Arrangements by representatives of the cargo were also made for a replacement tank container to be sent to Malta by the company contracted for transporting the product. This arrived in Malta from Italy on 21 October.
The transfer operation was carried out on Monday 23 October. A reach stacker was used to lift the leaking container. The product was decanted from the leaking tank container into the alternate container by gravity loading through the manhole open to the atmosphere. The cargo flowed under gravity (Figure 1) through a steel hose which was connected to the bottom valve of the leaking container and extended to the bottom of the replacement tank container below. This avoided slashing whilst the velocity of the liquid entering the tank was also controlled which avoided excessive turbulence. Splashing and turbulence can create a potentially flammable mist which can ignite where build up of a static electricity is possible. To minimize the dangers arising from the accumulation of electrostatic charge, the tank containers were earthed by means of an electrical connection between the steel tank containers and the ground (Figure 2). Generally, when carrying out an operation of this kind, it is recommended that earthing takes place where the product's flash point is less than 60°C. Drip-trays containing aluminium silicate were also placed under the leaking container to collect any acrylic acid leaks (Figure 3). When most of the acrylic acid was transferred, the remaining liquid was transferred by slightly titling the raised container with a forklift (Figure 4).
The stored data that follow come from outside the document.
PR #333, opened 2026-05-09
fix(controller): fix stateful RoleInstanceSet surge rolling update

NoobDream2568:
### Ⅰ. Motivation

`RoleInstanceSet` (stateful mode) supports `maxUnavailable` and `partition` in its rolling-update strategy, but `maxSurge` is silently ignored — every rollout proceeds in lock-step with `maxUnavailable` and never provisions an availability buffer. This PR implements `maxSurge` for stateful rolling updates, aligned with K8s native semantics.

It also closes three correctness gaps in the existing rolling-update loop:

- A rollout where every base instance is unhealthy still allocated surge slots, wasting expensive GPU capacity to "buffer" instances that are not contributing to availability.
- Pushing a new template while a previous rollout was still in flight left stale-revision surge slots that were never recycled.
- Triggering a rolling update very shortly after creation could cascade into all base instances being deleted and recreated, momentarily breaking the `replicas` invariant.

### Ⅱ. Modifications

The stateful rolling-update loop is restructured into a four-phase pipeline that shares a single `topology` value as the source of truth for ordinal-range, surge sizing, partition, and budget decisions:

| Phase | Responsibility |
|---|---|
| A. observe | resolve `currentRevision` / `updateRevision`, `ApplyRevision`, build `topology`, refresh the per-UID unhealthy-since map |
| B. scale & identity | partition into in-range + condemned, fill empty slots, `processReplica` (create) and `processCondemned` (delete) |
| C. progress update | rolling update with a `free-vs-costly` budget, runs only when `topology.inRollout` |
| D. status & advance | recompute counts, run multi-layer guard before advancing `status.CurrentRevision` |

**Topology computation** (`stateful_instance_set_utils.go`):

```
healthyOldInBase            = healthy old-rev base ords [partition, replicas)
existingValidSurge          = surge ords [replicas, replicas+maxSurge) at the current updateRev
                              (stale-rev surge from a superseded rollout is excluded
                               so it falls outside endOrdinal and gets condemned)
allBaseAtUpdateRevHealthy   = every ord [partition, replicas) is at updateRev,
                              isCreated, isHealthy, !isTerminating, ObservedGen synced
surgeNeeded                 = max(0, healthyOldInBase - maxUnavailable)
activeSurge                 = surgeNeeded
                              if !allBaseAtUpdateRevHealthy && existingValidSurge > activeSurge:
                                  activeSurge = existingValidSurge   // sticky during rollout
                              clamp to maxSurge
endOrdinal                  = replicas + activeSurge
```

`surgeNeeded` only counts healthy old instances — instances that are not currently contributing to availability do not need a surge buffer to be replaced. `existingValidSurge` provides a stickiness floor so already-allocated surge does not thrash as healthy-old shrinks during a rollout. The stickiness is dropped once the partition range is fully at updateRev healthy, so surge ramps back down (this matters when `partition>0`, where `CurrentRevision` does not advance and the next-reconcile "inRollout=false → drop surge" cleanup path is otherwise never reached).

**Progress update** (`progressUpdate` in `stateful_instance_set_control.go`):

```
effectiveBudget    = maxUnavailable + availableSurge
                     (availableSurge = surge ords at updateRev that are healthy & non-terminating)
initialBaseUnavail = base ords currently counted as unavailable

target ord ∈ [partition, endOrdinal)   // includes surge ords so stale-rev
                                       // surge slots get recycled

isFree =  isSurgeSlot                  // surge is extra capacity, not part
                                       // of the maxUnavailable contract
       || isTerminating
       || isStablyUnhealthy(target)    // see "stable-unhealthy gate" below

if !isFree && initialBaseUnavail + newlyUnavail >= effectiveBudget: stop
```

Targets are processed in descending ordinal order, so surge ords are recycled before the controller chips at base. A healthy base instance is never deleted faster than `maxUnavailable + availableSurge` allows.

**Stable-unhealthy gate** (`observeInstanceHealth` / `isStablyUnhealthy` in `stateful_instance_set_control.go`):

The "free-delete unhealthy target" path (the `cleanupUnhealthyReplicas` analogue from K8s Deployment) is gated on a per-instance, per-UID timestamp recorded in an in-memory `sync.Map` keyed by `RoleInstance.UID`:

- Phase A calls `observeInstanceHealth` once per reconcile. For every observed instance: record the first time the controller sees it unhealthy; clear the entry the next time the same UID is observed healthy. UIDs no longer in the input slice are evicted.
- `isStablyUnhealthy(inst)` returns true only when `time.Since(firstUnhealthyObservation) >= stableUnhealthyDuration` (10s).

The map resets on controller restart; the worst case after a restart is that a genuinely-broken instance takes one extra `stableUnhealthyDuration` window before becoming eligible for free-delete. Because the timestamp resets on any healthy observation, transient cache flap (Ready toggling on the order of milliseconds because the informer briefly lags the API) cannot accumulate enough continuous unhealthy time to satisfy the gate, so it cannot trigger a free-delete on an actually-ready base instance. A genuinely broken instance accrues continuously and becomes eligible after the window. 10s is well above typical informer cache lag while keeping the recovery delay for genuinely broken pods small enough to avoid wasting GPU resources for too long.

**Advance guard** (`shouldAdvanceCurrentRevision`) — every layer is required:

1. We are in a rollout (`topology.inRollout`).
2. `partition == 0`. With `partition > 0` the ords below partition are pinned at the "old" revision, so advancing `CurrentRevision` to `updateRev` would lie about their state and break later partition decreases (which rely on `currentRev != updateRev` to be recognized as in-rollout).
3. `set.Status.UpdateRevision == updateRev` AND `set.Status.UpdatedReplicas >= replicas - partition` from the previously persisted status. This forces the "all base updated" observation to survive at least one full reconcile.
4. `updateExpectations` are satisfied (no in-flight in-place updates pending API ack).
5. Observed snapshot for every base ord `[partition, replicas)`: at `updateRev`, `isCreated`, `isHealthy`, `!isTerminating`, and `inst.Status.ObservedGeneration >= inst.Generation`.

`inPlaceUpdateInstance` deliberately does not mutate the in-memory revision label after a successful patch — keeping the snapshot honest is what lets the advance guard rely on it.

**Files touched**

- `pkg/reconciler/roleinstanceset/statefulmode/stateful_instance_set_utils.go` — adds `topology`, `computeTopology`, `computeMaxSurge`, `computeMaxUnavailable`, `computePartition`, `countHealthyOldInBase`, `countExistingValidSurge`, `allBaseAtUpdateRevHealthy`.
- `pkg/reconciler/roleinstanceset/statefulmode/stateful_instance_set_control.go` — `updateStatefulInstanceSet` reshaped into Phase A–D; `progressUpdate`, `countAvailableSurge`, `collectBaseUnavailable`, `buildUpdateTargets`, `applyTargetUpdate`, `countUnhealthy`, `shouldAdvanceCurrentRevision`, `observeInstanceHealth`, `isStablyUnhealthy` introduced; `rollingUpdateInstances`, `updateInstancesInSequence`, `getMaxUnavailable` (method), `collectUnavailableInstances`, `sortInstancesToUpdate` removed; in-memory revision-label write in `inPlaceUpdateInstance` removed.
- `pkg/reconciler/roleinstanceset/statefulmode/stateful_instance_set_controller.go` — adds the global `instanceUnhealthySince sync.Map` backing the stable-unhealthy gate.
- `test/wrappers/v1alpha2/role_wrapper.go` — adds `WithRollingUpdate` helper used by e2e tests.
- `test/e2e/testcase/v1alpha2/ris.go` and `test/e2e/e2e_test.go` — registers the new e2e specs.

fixes #XXXX

Unit tests in `stateful_instance_set_control_test.go`:

- `TestComputeTopology` — table-driven; covers no-rollout, paused, surge sizing under healthy-old base, all-unhealthy base (`activeSurge=0`), `maxUnavailable` partially / fully covering `surgeNeeded`, partition, stale-rev surge condemnation, surge stickiness across reconciles, partition rollout completion (sticky surge dropped so it can be condemned), and partition decrease (newly-exposed ord triggers surge allocation).
- `TestProgressUpdateBudget` — uses an in-package `fakeInstanceObjectManager` and `fakeInplaceControl` to assert which instances get deleted; covers free-vs-costly budgeting under each combination of `maxUnavailable`, `availableSurge`, and `partition`, plus chained rollout with stale-rev surge slots inside `[replicas, endOrdinal)` (Pending and Healthy variants), and the stable-unhealthy gate (a fresh-unhealthy instance is NOT free-deleted; one that has been seeded as stably-unhealthy IS).
- `TestShouldAdvanceCurrentRevision` — exercises each guard layer individually plus the happy path; covers `partition>0` (must not advance), `ObservedGeneration` lag, terminating instances, and prior-status concurrence.
- `TestObserveInstanceHealthAndIsStablyUnhealthy` and `TestIsStablyUnhealthyEdgeCases` — verify the per-UID timestamp lifecycle: unhealthy is recorded on first observation, cleared on healthy observation, evicted when the UID disappears, and the gate only fires once `stableUnhealthyDuration` has elapsed.

E2E tests in `test/e2e/testcase/v1alpha2/ris.go`:

- **`[RoleInstanceSet] surge maintains full readiness during rolling update`** — `replicas=4, maxSurge=2, maxUnavailable=0`; trigger a rolling update and assert ready count never drops below `replicas` during the entire rollout, surge instances are created and then cleaned up, final total returns to 4.
- **`[RoleInstanceSet] surge with maxUnavailable allows faster update with minimum readiness`** — `replicas=4, maxSurge=2, maxUnavailable=2`; observe the expected intermediate state (`total=6, ready=2`, only ords 0,1 ready), then progress to all-ready and surge cleanup.
- **`[RoleInstanceSet] large maxSurge is capped at replicas count`** — `replicas=2, maxSurge=4`; assert total instance count never exceeds `replicas + replicas = 4` (the sizing cap kicks in when `maxSurge > replicas`).
- **`[RoleInstanceSet] partition decrease progressively rolls more ordinals`** — `replicas=2, maxSurge=0, maxUnavailable=1, partition=1`; trigger a template change → only ord 1 rolls, ord 0 stays at the original revision throughout (`Consistently` for 20s); then lower partition to 0 → ord 0 picks up the new revision. Total instance count stays at 2 the entire time (no surge involved).

1. Deploy the latest RBG controller.
2. Create any RBG with a role that has `replicas=4`, `maxSurge=2`, `maxUnavailable=0`, and a pod startup probe with at least 5s `initialDelaySeconds` so that pods stay NotReady long enough to observe intermediate states.
3. Wait for all pods to become Ready.
4. Update the role (e.g. change the startup probe delay or any pod template field) to trigger a rolling update.
5. Observe that:
    - Surge instances are created during the rolling update (instance count = replicas + surge = 6).
    - The number of Ready instances never drops below `replicas` (stays = 4 when maxUnavailable=0).
    - After the update completes, surge instances are cleaned up and the instance count returns to replicas.
6. Verify partition behavior: set `partition=2` and observe that:
    - Only ordinals >= 2 are updated; ordinals 0,1 keep old revision and stay ready throughout.
    - Surge instances are created for the partition range and cleaned up once partition-range instances are stable.
    - Final state: ordinals 0,1 on old revision, ordinals 2,3 on new revision, no surge instances.

## Checklist

### DIFF
--- a/pkg/reconciler/roleinstanceset/statefulmode/stateful_instance_set_control.go
+++ b/pkg/reconciler/roleinstanceset/statefulmode/stateful_instance_set_control.go
@@ -20,14 +20,13 @@ package statefulmode
 
 import (
 	"context"
-	"fmt"
 	"math"
 	"sort"
 	"time"
 
 	apps "k8s.io/api/apps/v1"
+	"k8s.io/apimachinery/pkg/types"
 	utilerrors "k8s.io/apimachinery/pkg/util/errors"
-	intstrutil "k8s.io/apimachinery/pkg/util/intstr"
 	"k8s.io/apimachinery/pkg/util/sets"
 	"k8s.io/client-go/tools/record"
 	"k8s.io/klog/v2"
@@ -46,7 +45,84 @@ const (
 
 	// Realistic value for maximum in-flight requests when processing in parallel mode.
 	MaxBatchSize = 500
+
+	// stableUnhealthyDuration is the minimum CONSECUTIVE time an instance must
+	// be observed unhealthy before progressUpdate is allowed to treat it as
+	// "free" (cleanup-unhealthy semantics — i.e. delete it without consuming
+	// the maxUnavailable budget).
+	//
+	// Without this gate, a transient cache view that briefly reports a ready
+	// base instance as not-ready could let progressUpdate wrongly free-delete
+	// it. Combined with surge that has just become available, this can
+	// cascade into wiping out healthy ready replicas mid-rollout.
+	//
+	// The gate is enforced by tracking, per RoleInstance UID, the first time
+	// THIS controller observed the instance as unhealthy (in
+	// instanceUnhealthySince). The timer resets whenever the same UID is
+	// subsequently observed as healthy — so flapping cache (Ready toggling on
+	// the order of milliseconds) can never accumulate enough continuous time
+	// to satisfy the gate. A genuinely broken instance is observed unhealthy
+	// continuously and becomes eligible after this window.
+	//
+	// 10s is well above the typical informer cache lag (sub-second) while
+	// keeping the recovery delay for genuinely broken pods small enough to
+	// avoid wasting GPU resources for too long.
+	stableUnhealthyDuration = 10 * time.Second
 )
+
+// observeInstanceHealth maintains the instanceUnhealthySince map: for each
+// instance, record the first observation time when unhealthy, and clear the
+// entry when observed healthy. Called once at the top of every reconcile in
+// Phase A so the timestamps reflect the current cache snapshot.
+//
+// Also opportunistically removes entries for UIDs that no longer appear in
+// the supplied instances slice, preventing the map from growing unbounded as
+// instances are recreated (each delete-and-recreate produces a new UID).
+func observeInstanceHealth(instances []*workloadsv1alpha2.RoleInstance) {
+	now := time.Now()
+	live := make(map[types.UID]struct{}, len(instances))
+	for _, inst := range instances {
+		if inst == nil || inst.UID == "" {
+			continue
+		}
+		live[inst.UID] = struct{}{}
+		if isHealthy(inst) {
+			instanceUnhealthySince.Delete(inst.UID)
+			continue
+		}
+		// Unhealthy: record first-observed time if not already recorded.
+		instanceUnhealthySince.LoadOrStore(inst.UID, now)
+	}
+	// Drop entries for instances that have disappeared (different UID after
+	// recreate, or fully deleted).
+	instanceUnhealthySince.Range(func(key, _ interface{}) bool {
+		uid, _ := key.(types.UID)
+		if _, alive := live[uid]; !alive {
+			instanceUnhealthySince.Delete(uid)
+		}
+		return true
+	})
+}
+
+// isStablyUnhealthy returns true when the controller has observed `inst` as
+// unhealthy for at least stableUnhealthyDuration of CONSECUTIVE time. This is
+// the only signal progressUpdate uses to decide whether a base instance is
+// "free" to update without consuming maxUnavailable budget. See
+// stableUnhealthyDuration for the rationale.
+func isStablyUnhealthy(inst *workloadsv1alpha2.RoleInstance) bool {
+	if inst == nil || inst.UID == "" {
+		return false
+	}
+	v, ok := instanceUnhealthySince.Load(inst.UID)
+	if !ok {
+		return false
+	}
+	first, ok := v.(time.Time)
+	if !ok {
+		return false
+	}
+	return time.Since(first) >= stableUnhealthyDuration
+}
 
 // StatefulInstanceSetControlInterface implements the control logic for updating InstanceSets managing Instances
 type StatefulInstanceSetControlInterface interface {
@@ -267,7 +343,22 @@ func (ssc *defaultStatefulInstanceSetControl) getInstanceSetRevisions(
 	return currentRevision, updateRevision, collisionCount, nil
 }
 
-// updateStatefulInstanceSet performs the update function for a InstanceSet managing instances
+// updateStatefulInstanceSet drives a single reconcile pass over the
+// RoleInstanceSet, in four ordered phases that each have a clear contract:
+//
+//	Phase A — observe         compute revisions & topology, build the
+//	                          desired status skeleton.
+//	Phase B — scale & identity ensure ord [start, end) is fully populated:
+//	                          condemn out-of-range, create missing slots,
+//	                          process replicas (creation) & condemned (delete).
+//	Phase C — progress update for in-rollout sets, drive rolling update with
+//	                          a free-vs-costly maxUnavailable budget.
+//	Phase D — status & advance recompute counts, decide whether to advance
+//	                          status.CurrentRevision (multi-layer guard).
+//
+// The four phases share the topology computed in Phase A as the single source
+// of truth for ordinal range, surge sizing, partition, and budget — so there
+// is no second place that recomputes "where surge ends".
 func (ssc *defaultStatefulInstanceSetControl) updateStatefulInstanceSet(
 	ctx context.Context,
 	set *workloadsv1alpha2.RoleInstanceSet,
@@ -276,12 +367,12 @@ func (ssc *defaultStatefulInstanceSetControl) updateStatefulInstanceSet(
 	collisionCount int32,
 	instances []*workloadsv1alpha2.RoleInstance,
 	revisions []*apps.ControllerRevision) (*workloadsv1alpha2.RoleInstanceSetStatus, error) {
+
+	// =====================  Phase A — observe  =====================
 	selector, err := utils.ValidatedLabelSelectorAsSelector(set.Spec.Selector)
 	if err != nil {
 		return set.Status.DeepCopy(), err
 	}
-
-	// get the current and update revisions of the set.
 	currentSet, err := ApplyRevision(set, currentRevision)
 	if err != nil {
 		return set.Status.DeepCopy(), err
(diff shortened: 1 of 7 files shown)


pkg/reconciler/roleinstanceset/statefulmode/stateful_instance_set_control.go
```diff
@@ -464,6 +543,23 @@ func (ssc *defaultStatefulInstanceSetControl) rollingUpdateInstances(
...
+	// When surge instances exist, we can allow more concurrent updates because
+	// surge instances provide an availability buffer. However, only AVAILABLE
+	// surge instances (healthy and not terminating) actually contribute to the
+	// buffer. Using maxSurge directly is too aggressive because surge instances
+	// that are not yet ready don't provide any availability guarantee.
+	// Counting only available surge instances ensures we never update base
+	// instances when the surge buffer is not actually available.
+	maxSurge := computeMaxSurge(set)
+	availableSurgeCount := 0
+	surgeStartIdx := int(*set.Spec.Replicas) // base replica count = surge start index in replicas array
```
cheyang: Potential nil pointer dereference: if `set.Spec.Replicas` is nil, this panics. `computeMaxSurge` handles nil safely and returns 0, but this line runs unconditionally afterward.

`getMaxUnavailable` only nil-checks `Replicas` when `MaxUnavailable` is explicitly set. With both fields unset (defaults), execution reaches here without any guard.

Suggested fix — derive from the ordinal range instead:
```go
_, endOrd, _ := getInstanceSetReplicasRange(set)
surgeStartIdx := endOrd - startOrdinal
```
This also removes the implicit assumption that `startOrdinal == 0`.

pkg/reconciler/roleinstanceset/statefulmode/stateful_instance_set_utils.go
```diff
@@ -236,6 +236,34 @@ func newVersionedInstance(
 	return instance
 }
 
+// computeMaxSurge returns the maxSurge value for the RoleInstanceSet's update strategy.
+// Returns 0 if MaxSurge is not specified or Replicas is nil.
+func computeMaxSurge(set *workloadsv1alpha2.RoleInstanceSet) int {
+	if set.Spec.UpdateStrategy.MaxSurge == nil || set.Spec.Replicas == nil {
+		return 0
+	}
+	maxSurge, _ := intstrutil.GetScaledValueFromIntOrPercent(
```
cheyang: The error from `GetScaledValueFromIntOrPercent` is discarded here. If a user specifies a malformed `MaxSurge` value (e.g. `"abc"`), this silently returns 0 — no error propagated, no log, no event. Compare with `getMaxUnavailable` which properly returns the error.

Suggestion: either propagate the error (changing the signature to return `(int, error)`) or at minimum log a warning so misconfigurations are visible.

pkg/reconciler/roleinstanceset/statefulmode/stateful_instance_set_control.go
```diff
@@ -303,75 +303,29 @@ func (ssc *defaultStatefulInstanceSetControl) updateStatefulInstanceSet(
...
-	// slice that will contain all Instances such that getOrdinal(instance) < startOrdinal or getOrdinal(instance) >= endOrdinal
+	// Extend ordinal range to accommodate surge instances during rolling updates.
+	// When currentRevision != updateRevision and maxSurge > 0, we create extra
+	// instances beyond the base replica count to provide availability buffer.
+	// The surge count is capped at replicas to avoid creating excessive instances
+	// (e.g., maxSurge=10 with replicas=2 should create at most 2 surge instances).
+	effectiveEndOrdinal := endOrdinal
+	effectiveSurgeCount := computeEffectiveSurgeCount(set)
+	if currentRevision.Name != updateRevision.Name && effectiveSurgeCount > 0 {
+		effectiveEndOrdinal = endOrdinal + effectiveSurgeCount
```
cheyang: Nit: this surge expansion runs regardless of `set.Spec.UpdateStrategy.Paused`. If the rollout is paused, `processReplica` will still create these surge instances (since they appear as empty slots in the replicas array), even though `rollingUpdateInstances` returns immediately without doing any update work. Worth gating on `!Paused` here to avoid creating unnecessary instances during a deliberate pause.

cheyang (commented):
## Review Summary

The overall design is solid — the surge rolling update approach, the `ObservedGeneration` guard against stale informer cache, and removing the in-memory revision label update are all well-reasoned fixes for real race conditions. Unit test coverage is good.

Two items I'd want fixed before merge:

1. **Nil panic in `rollingUpdateInstances`** — `surgeStartIdx := int(*set.Spec.Replicas)` can panic when `Replicas` is nil (see inline comment).
2. **Swallowed error in `computeMaxSurge`** — invalid `MaxSurge` values silently become 0 instead of surfacing the misconfiguration (see inline comment).

Additional non-blocking observations:

- **Surge instances are created even when `Paused=true`**: The `effectiveEndOrdinal` expansion happens before the pause check (which is inside `rollingUpdateInstances`). If the update is paused, surge instances still get created by `processReplica` even though no actual rolling update occurs. Consider gating on `!set.Spec.UpdateStrategy.Paused`.
- **`advanceCurrentRevision` doesn't skip reserved ordinals**: Not an active problem today (reserve ordinals are always empty), but a nil slot from a reserved ordinal would permanently block revision advancement if reserve ordinals are implemented later.
- When `maxUnavailable=0, maxSurge>0` and all surge instances stay unhealthy indefinitely (e.g. broken image), the rolling update stalls completely. Is that the intended behavior, or should there be a fallback/timeout?

CI note: The e2e-test failure is in `inactive_pod.go` (RecreateRoleInstanceOnPodRestart timeout) — unrelated to this PR.

cheyang (approved):
/lgtm
/approve

Syspretor (approved):
/lgtm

Following transfer, hoses and other equipment were decontaminated by washing with water. A simple decontamination area was set up using plastic sheets (Figure 5). Residual acrylic acid remaining in the hoses was poured over aluminium silicate and the hoses and other equipment washed with a fine water spray (Figure 6). Since acrylic acid is a "ready biodegradable" substance, all wastes from the decontamination process were sent to a landfill. The transfer operation took approximately 3 hours. Since the origin of the leak was not determined, the damaged tank container was allowed to drip for an additional 24 hours after which it was shipped on 31 October to the Port of Rotterdam where the leasing company of the tank container had a facility. The requirements followed for the transportation of the empty damaged container was that as stipulated by the IMDG Code, namely that an unclean container should be treated as a loaded container with product. The full container left for Saudi Arabia on 29 October.
It is also recommended that for acrylic acid carried in bulk, if the temperature of the cargo whilst at sea increases by more than 4°C per hour for no obvious reason, then extreme caution must be observed. Should the temperature of the acrylic acid bulk cargo reach the high alarm level of 32°C, then the temperature should be checked every 30 minutes, the temperature plotted and shore staff informed. If the temperature reaches 38°C, then the crew should prepare cargo-jettisoning equipment and tank cleaning hatches opened to release cargo pressure. If the cargo reaches 41°C, it is highly recommended that it is jettisoned. Once 25 per cent has been jettisoned, the remaining cargo can be cooled by introducing cold freshwater into the tank bottom.
Jettisoning the acrylic acid and adding cold water should be continued until the tank is emptied of cargo. Freshwater should be used rather than seawater as seawater does not dissolve the polymer and hence, makes pumping more difficult.
Although such action is inadvisable from a commercial standpoint, polymerization is highly dangerous for the safety of the ship at sea.